Stefan Rahmstorf, Professor, Potsdam University:
This statement touches upon several issues that are indeed discussed in the scientific literature and it is essentially correct. Let’s try and disentangle things.

It is correct that Virginia Key as well as other locations on the US Atlantic coast have experienced a surge of rapid sea-level rise during the past ten years or so. However, this is a very short period in terms of sea-level variations. The longer-term rise in this region (when corrected for local land subsidence) is actually in line with the global average sea-level rise, both for the past hundred years (~1.8mm per year) or measured since the early 1990s (~3 mm per year). The recent rapid rise is thus likely a short-term natural variation (a possibility mentioned later in the article) and may well be followed by a period of very little rise. In the longer run I would expect that sea-level near Miami would continue to increase roughly in line with the global mean sea-level rise, as is indeed discussed later in the article where the future projections with their uncertainties are covered well.

It is correct that local sea-level rise can differ from global sea-level rise due to “a variety of factors”, including a weakening of the Gulf Stream. For the relevant period of rapid rise, the last ten years or so, such a weakening has been documented, e.g. in the direct measurements in the RAPID section at 26 °N. So the rapid sea-level rise and the weakening of the larger Gulf Stream System coincide, and have indeed been linked.*

Like with sea level, over the short time scale of the past decade this is likely to be dominated by natural variability, although there are also indications of a longer-term, probably human-caused, downward trend. Greenland melting has not caused this, but likely contributed to it.

To what extent the Gulf Stream weakening explains the recent rapid sea-level rise in Miami, and to what extent other factors—like changes in the predominant winds—are responsible remains an open research question.
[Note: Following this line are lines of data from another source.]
PR #2126, opened 2026-03-11
lib doc: support remote .html links and fix Predef/local doc link precedence

johnynek:
## Summary
This PR updates library doc generation so downstream docs can target GitHub Pages `.html` URLs while preserving existing markdown behavior by default.

## Changes
- Adds new `lib doc` flag:
  - `--remote_doc_links_html` (default: `false`)
  - help text: `rewrite dependency doc links from .md to .html for links resolved via doc_base_url`
- Threads the flag through `ConfigConf.docPackages` into `MarkdownDoc.generate`.
- Extends `MarkdownDoc.generate` with `remoteDocLinksHtml: Boolean = false`.
- Updates link resolution in `MarkdownDoc.packageDocHref`:
  - local/generated packages always use local relative `.md` links
  - remote dependency links (`doc_base_url`) use `.md` by default and `.html` when the new flag is enabled
  - anchors are preserved unchanged
- Adds local-precedence logic so packages generated in the same run win over remote `doc_base_url` mappings.
- Ensures `--include_predef` still emits local `Bosatsu/Predef.md` even when a dependency provides a Predef interface.
- Updates `test_workspace/core_alpha_conf.json`:
  - `doc_base_url` points to docs URL
  - includes `Bosatsu/Predef` in `exported_packages`
- Updates docs/paradox publish pipeline to include both generated `.md` files and generated `.html` pages.

## Tests
Added/updated tests in `ToolAndLibCommandTest` for:
- `lib doc` remote dependency links with flag on (`.html`) including anchor links
- same scenario with flag off (`.md`)
- Predef behavior:
  - with `--include_predef` => local `Bosatsu/Predef.md`
  - without `--include_predef` => remote Predef URL when dependency metadata provides it

## Validation
- `sbt "coreJVM/testOnly dev.bosatsu.ToolAndLibCommandTest"` (pass)
- manual smoke run in temp repo:
  - with flag off: remote links remain `.md`, local links remain `.md`
  - with flag on: only remote dependency links switch to `.html`, local links stay `.md`

### DIFF
--- a/core/src/main/scala/dev/bosatsu/tool/MarkdownDoc.scala
+++ b/core/src/main/scala/dev/bosatsu/tool/MarkdownDoc.scala
@@ -28,6 +28,12 @@ object MarkdownDoc {
     case Private
   }
 
+  private final case class LinkContext(
+      packageBaseUrls: Map[PackageName, String],
+      localPackages: Set[PackageName],
+      remoteDocLinksHtml: Boolean
+  )
+
   private val fnTypeRegex = raw"^Fn\d+$$".r
   private val fnInputTypeParamRegex = raw"^i\d+$$".r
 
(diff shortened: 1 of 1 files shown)


johnynek:
Addressed Gemini review suggestions in commit `79e78f2b6`:
- simplified `packageDocHref` to remove duplicated relative-path logic
- reduced parameter drilling by introducing a `LinkContext` case class and threading it through MarkdownDoc link-related helpers

Re-ran `./scripts/test_basic.sh` after the refactor; it remains green.

PR #2129, opened 2026-03-12
add Bosatsu/Eval with lean proof of termination

johnynek:
## Summary
- add `Bosatsu/Eval` as a core package with a no-fuel external `eval_loop` and `eval` API
- implement `Bosatsu/Eval::eval_loop` externally on all required runtimes:
  - JVM (`core/src/main/scala/dev/bosatsu/Predef.scala`)
  - Python (`test_workspace/ProgExt.py` + `test_workspace/Prog.bosatsu_externals`)
  - C (`c_runtime/bosatsu_ext_Bosatsu_l_Eval.c`)
- simplify the Eval representation by removing `BindChain` and using:
  - `Pure(value: Leaf[a])`
  - `FlatMap(prev: Eval[b], fn: b -> Eval[a])`
- update the Lean proof (`lean_proofs/LeanProofs/EvalFuelExistence.lean`) to match the simplified `Eval` shape
- add/keep Eval package tests (including a long recursive sum through `defer` + `flat_map`) and verify across backends

## Why
This is part of an idea for proving properties of code we cannot currently prove directly in Bosatsu, and then using those proofs to guide external implementations.

## Important caveat
This PR is **not yet** a final justification for adding an unrestricted `run_Eval` loop in Bosatsu itself. The Lean proof gives a strong model-level termination argument for the Eval machine shape used here, but we still need to clearly document the compiler/runtime correspondence assumptions under which that model applies to all Bosatsu-generated Eval values.

## Validation
- `./bosatsuj lib check`
- `cd lean_proofs && ./setup.sh`
- `sbt cli/test`
- CI-style Python checks:
  - `./bosatsuj tool transpile ... python --outdir pyout ...`
  - `PYTHONPATH=... python3 -m unittest discover pyout -v --pattern "*.py"`
- C checks:
  - `./testc`
  - `make -C c_runtime install PROFILE=release CFLAGS='-O1 -g' CPPFLAGS='-DBSTS_CI=1'`
  - `./bosatsuj tool transpile ... Bosatsu/Eval ... c --outdir c_out_eval --test --exe_out test_exe ...`
  - `./c_out_eval/test_exe`
- Direct Eval Python check:
  - `./bosatsuj tool transpile ... Bosatsu/Eval ... python --outdir pyout_eval ...`
  - `PYTHONPATH=... python3 -m unittest discover pyout_eval -v --pattern "*.py"`

### DIFF
--- a/test_workspace/Bosatsu/Eval.bosatsu
+++ b/test_workspace/Bosatsu/Eval.bosatsu
@@ -45,12 +45,6 @@ one_Eval: Eval[Int] = done(1)
 def defer(fn: () -> Eval[a]) -> Eval[a]:
     unit_Eval.flat_map(fn)   
 
-def defer_eval(e: Eval[a]) -> Eval[a]:
-    defer(() -> e)
-
-def defer_add(n: Int, acc: Eval[Int]) -> Eval[Int]:
-    defer_eval(acc).flat_map(x -> done(x.add(n)))
-
 enum Stack[a, b]:
     Last(fn: a -> Eval[b])
     More[c](first: a -> Eval[c], rest: Stack[c, b])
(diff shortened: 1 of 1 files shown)


johnynek:
Addressed Gemini review feedback in commit 8abee045b:

- lean_proofs/setup.sh: added curl -L and removed the redundant explicit lake toolchain-install block.
- lean_proofs/LeanProofs/EvalNoFuel.lean: removed the unnecessary let-binding in runLoop and kept the termination proof working.

Also re-ran ./scripts/check_proofs.sh successfully.

PR #2136, opened 2026-03-12
Stop cascading constructor errors after variance inference failures

### LINKED ISSUE #2135: Confusing errors when variance solving fails
I have this error:
```
1. type error
  in file: /Users/oscar/code/bosatsu2/test_workspace/Bosatsu/Eval.bosatsu:21:1, package Bosatsu/Eval
  could not solve for valid variances
  19|    Many[c](first: BindChain[f, a, c], last: c -> f[b])
  20|
  21|enum Eval[a: +*]:
     ^

  to:
  21|enum Eval[a: +*]:
  22|    Pure(value: Leaf[a])
  23|    FlatMap[b](prev: Leaf[b], chain: BindChain[Eval, b, a])
                                                               ^
```

but compilation continues, but the constructors `Pure` and `FlatMap` are unknown so I get confusing errors.

When the variance inference fails, we should either trust the users (wrong in this case) variances, OR we should remove all the names from type checking that depend on the constructors that are part of the type that failed inference. We shouldn't say the constructors are unknown. That's a bad experience.

johnynek:
Implemented #2135 with a focused compiler change: in `Package.inferBodyUnopt`, variance/kind solving results from `KindFormula.solveShapesAndKinds` are now made strict by converting `Ior.Both` into `Ior.Left`, so we no longer continue type/name checking with a partial type environment that drops constructors from failed types. Added a regression test in `ErrorMessageTest` reproducing the reported `Eval` variance case and asserting we get kind inference errors without follow-on `Unknown constructor` errors. Updated one existing `EvaluationTest` case to accept `KindInferenceError` for this now-non-cascading behavior. Ran required pre-push tests: `scripts/test_basic.sh` passed.

Fixes #2135


johnynek:
I want to do better than this. I want to take all the constructor names from the kinds that aren't in the result, and I want to remove all the Exprs that refer to those constructors or to the types that aren't in the result. This gives the most actionable feedback per invocation of the compiler.

johnynek:
Implemented the requested refinement in `core/src/main/scala/dev/bosatsu/Package.scala`:
- Removed the `Ior.Both -> Left` hard stop.
- When kind inference returns partial results, we now compute the local types/constructors missing from the inferred set.
- We prune top-level lets that reference those removed constructors/types (including pattern constructor refs and type annotations), then prune transitive dependents.
- Name checking/type inference/unused-let checks now run on the pruned let set, so we avoid confusing unknown-constructor cascades while still surfacing independent errors in the same compile.

Added coverage in `core/src/test/scala/dev/bosatsu/ErrorMessageTest.scala`:
- Existing regression for no unknown-constructor cascade still holds.
- New regression verifies independent lets still report actionable errors (`missing_name`) alongside kind inference failures.

Required pre-push check was run and passed:
- `scripts/test_basic.sh`

johnynek:
- workflow run: `22985454543` (https://github.com/johnynek/bosatsu/actions/runs/22985454543)
- flaky-test issue: https://github.com/johnynek/bosatsu/issues/2137

core/src/main/scala/dev/bosatsu/Package.scala
```diff
@@ -488,23 +488,149 @@ object Package {
...
               necError =>
                 necError
                   .map(PackageError.KindInferenceError(p, _, typeDefRegions))
                   .toNonEmptyList,
-              infDTs => ParsedTypeEnv(infDTs, parsedTypeEnv.externalDefs)
+              infDTs => ParsedTypeEnv(infDTs, parsedTypeEnv0.externalDefs)
             )
 
         inferVarianceParsed.flatMap { parsedTypeEnv =>
+          val parsedTypeConsts = parsedTypeEnv.allDefinedTypes.iterator
```
johnynek: let's pull this all out into a private function. There is too much going on in one nested function here.

core/src/main/scala/dev/bosatsu/Package.scala
```diff
@@ -488,23 +488,149 @@ object Package {
...
+          val removedTypeDefs =
+            parsedTypeEnv0.allDefinedTypes.filterNot { dt =>
+              parsedTypeConsts(dt.toTypeConst)
+            }
+          val removedTypeConsts = removedTypeDefs.iterator.map(_.toTypeConst).toSet
+          val removedConstructors = removedTypeDefs.iterator
+            .flatMap(_.constructors.iterator.map(_.name))
+            .toSet
+
+          def hasRemovedTypeConst(tpe: Type): Boolean =
```
johnynek: let's make a private case class that has the removedTypeConsts and removedConstructors and then it has the methods below: hasRemovedTypeConst, hasRemovedPatternRef, hasRemovedExprRef.

core/src/main/scala/dev/bosatsu/Package.scala
johnynek: Refactored this out of `inferBodyUnopt` into private helpers in `Package`.

`inferBodyUnopt` now calls `letsForTypeChecking(p, parsedTypeEnv0, parsedTypeEnv, lets)` and no longer contains the large nested pruning logic. The extraction includes `removedKindRefs(...)` and `transitiveDependents(...)`, so the main inference flow is much smaller and easier to read.

core/src/main/scala/dev/bosatsu/Package.scala
johnynek: Implemented this as requested with a private case class:

`RemovedKindRefs(pack, removedTypeConsts, removedConstructors)`

It now owns:
- `hasRemovedTypeConst`
- `hasRemovedPatternRef`
- `hasRemovedExprRef`

The construction of that case class is handled in a private `removedKindRefs(...)` helper, and `letsForTypeChecking(...)` uses it to prune kind-invalid lets plus transitive dependents.

johnynek:
Applied the requested structural refactor in `core/src/main/scala/dev/bosatsu/Package.scala` (no behavior change intended). Required pre-push check passed: `scripts/test_basic.sh`.

johnynek:
Please merge origin main and deal with the merge conflicts.

johnynek:
Merged `origin/main` into the PR branch and resolved the conflict in `core/src/test/scala/dev/bosatsu/ErrorMessageTest.scala` by keeping both sets of coverage: the PR’s variance-regression tests and main’s new recursive-variance hint test. Verified the merged state with `scripts/test_basic.sh` (pass).

PR #2138, opened 2026-03-12
Make TypedExpr traverse/map/folds stack-safe

### LINKED ISSUE #2132: Make Traverse[TypedExpr] stack safe
Reimplement traverse, map, foldLeft, and foldRight with an explicit stack / frame machine.
Keep public signatures unchanged.
Move the current recursive implementation into tests as an oracle and compare results.
Acceptance: deep let/app trees no longer overflow under small-stack JVM tests, and existing TypedExprTest laws still pass.

part of #2131

johnynek:
## Summary
- make TypedExpr traverse/map/folds stack-safe
- add deep-tree tests and oracle checks to validate behavior

Fixes #2132

### DIFF
--- a/core/src/main/scala/dev/bosatsu/TypedExpr.scala
+++ b/core/src/main/scala/dev/bosatsu/TypedExpr.scala
@@ -1922,24 +1922,12 @@ object TypedExpr {
 
   implicit val traverseTypedExpr: Traverse[TypedExpr] =
     new Traverse[TypedExpr] {
-      private def sequenceListFromReversed[F[_]: Applicative, A](
-          reversed: List[F[A]]
-      ): F[List[A]] = {
-        val app = Applicative[F]
-        var acc: F[List[A]] = app.pure(Nil)
-        var cursor = reversed
-        while (cursor.nonEmpty) {
-          val h = cursor.head
-          cursor = cursor.tail
-          acc = app.map2(h, acc)(_ :: _)
-        }
-        acc
-      }
-
-      private def rebuild[F[_]: Applicative, A, B](
-          root: TypedExpr[A]
-      )(fn: A => F[B]): F[TypedExpr[B]] = {
-        val app = Applicative[F]
+      def traverse[F[_]: Applicative, T, S](
+          typedExprT: TypedExpr[T]
+      )(fn: T => F[S]): F[TypedExpr[S]] = {
+        type A = T
+        type B = S
+        val root = typedExprT
 
         sealed trait Work
         case class Visit(expr: TypedExpr[A]) extends Work
@@ -2065,9 +2053,10 @@ object TypedExpr {
                 idx = idx + 1
               }
               val fnF = popBuilt()
-              val argsF = app.map(
-                sequenceListFromReversed(argFsRev.result())
-              )(args => NonEmptyList.fromListUnsafe(args))
+              val argsF =
+                argFsRev.result().reverse.sequence.map(args =>
+                  NonEmptyList.fromListUnsafe(args)
+                )
 
               pushBuilt(
                 (fnF, argsF, fn(tag)).mapN((fn1, args1, tag1) =>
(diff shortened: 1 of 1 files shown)


core/src/main/scala/dev/bosatsu/TypedExpr.scala
```diff
@@ -1922,168 +1922,337 @@ object TypedExpr {
...
-            (exp.traverse(fn), in.traverse(fn), fn(tag)).mapN {
-              Let(v, _, _, rec, _)
-            }
-          case Loop(args, body, tag) =>
-            (
-              args.traverse { case (v, expr) =>
-                expr.traverse(fn).map((v, _))
-              },
-              body.traverse(fn),
+      private def sequenceListFromReversed[F[_]: Applicative, A](
```
johnynek: Remove this. We can trust the built in List.sequence in cats. That one creates a balanced tree internally to make the map2 tree log depth. This code has linear depth.

core/src/main/scala/dev/bosatsu/TypedExpr.scala
```diff
@@ -1922,168 +1922,337 @@ object TypedExpr {
...
+        var cursor = reversed
+        while (cursor.nonEmpty) {
+          val h = cursor.head
+          cursor = cursor.tail
+          acc = app.map2(h, acc)(_ :: _)
+        }
+        acc
+      }
+
+      private def rebuild[F[_]: Applicative, A, B](
```
johnynek: Why is this rebuild? The type signature looks exactly like traverse.

core/src/main/scala/dev/bosatsu/TypedExpr.scala
```diff
@@ -1922,168 +1922,337 @@ object TypedExpr {
...
-            }
-            (expr.traverse(fn), tbranch, fn(tag)).mapN(Match(_, _, _))
+          }
         }
+      }
+
+      def traverse[F[_]: Applicative, T, S](
+          typedExprT: TypedExpr[T]
+      )(fn: T => F[S]): F[TypedExpr[S]] =
+        rebuild[F, T, S](typedExprT)(fn)
```
johnynek: Why this indirection? Why not just make the original called traverse?

core/src/main/scala/dev/bosatsu/TypedExpr.scala
```diff
@@ -1922,168 +1922,337 @@ object TypedExpr {
...
+      ): Eval[B] = {
+        var reverseTags: List[A] = Nil
+        foreachTagPostOrder(typedExprA) { a =>
+          reverseTags = a :: reverseTags
+        }
+
+        var out = lb
+        var rem = reverseTags
+        while (rem.nonEmpty) {
+          out = f(rem.head, out)
```
johnynek: Eval is already stack safe. Once we have this we could do a loop to regain some laziness:

```
def loop[A](items: List[A]): Eval[B] =
  items match {
    case Nil => lb
    case h :: t =>
      f(h, Eval.defer(loop(t)))
  }
```

core/src/main/scala/dev/bosatsu/TypedExpr.scala
johnynek: Done. I removed the custom `sequenceListFromReversed` helper and switched all affected spots to Cats list sequencing (`...reverse.sequence`) so we rely on the built-in implementation.

core/src/main/scala/dev/bosatsu/TypedExpr.scala
johnynek: Good call. I removed the separate `rebuild` helper and made the stack-machine implementation the `traverse` method directly.

core/src/main/scala/dev/bosatsu/TypedExpr.scala
johnynek: Agreed. The indirection is removed now: `traverse` contains the implementation directly, and `map` calls `traverse[Id, A, B](...)`.

core/src/main/scala/dev/bosatsu/TypedExpr.scala
johnynek: Implemented. `foldRight` now rebuilds the tag order and uses a deferred recursive loop:
`f(h, Eval.defer(loop(tail)))`
which restores laziness while staying stack-safe.

johnynek:
Addressed all four review comments in `core/src/main/scala/dev/bosatsu/TypedExpr.scala` and reran the required check: `scripts/test_basic.sh` passes.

Benjamin Horton, Professor, Earth Observatory of Singapore:
True: Sea-level rise in Florida is the result of a variety of factors. But the influence of a weakening Gulf Stream will be felt more in the northeast of the US than Florida. Furthermore, land level subsidence due to glacial isostatic adjustment is less in Florida than the mid and northeast Atlantic.

With respect to melting from Greenland, yes, Florida will feel a greater impact than regions to the North. But the rate of rise will be less than the global average.

Focusing on the last decade and one tide gauge could be considered cherry-picking the data. Long-term (>60yrs) tide gauges should be used. Virginia Key has only been operational since 1994. Key West Tide gauge has been operational since 1901 and records a rate of sea-level rise of 2.37 mm/yr.

Andrea Dutton, Visiting Associate Professor, University of Wisconsin:
The hypothesis that (a) the Gulf stream has weakened over this time interval and (b) that it is the primary driver of sea level rise acceleration seen farther north along the U.S. Atlantic coast is still debated (see for example, Kopp 2013)*.

“Can we definitely say it’s the ocean warming?” says Sweet, who has authored several sea-level rise studies. “No. But is it indicative of what we’d expect to see? Yes.”

Andrea Dutton, Visiting Associate Professor, University of Wisconsin:
It is not yet clear what is causing the recent uptick in the rate of sea level rise in this region over the past several years, which is not similarly recorded at tide gauges north of Cape Hatteras according to the NOAA tide gauge data. If, however, this quote refers to the long-term trend of sea-level rise in this region, then it is correct and consistent with the analysis of the latest IPCC report* (Church and Clark, (2013) Chapter 13, IPCC AR5).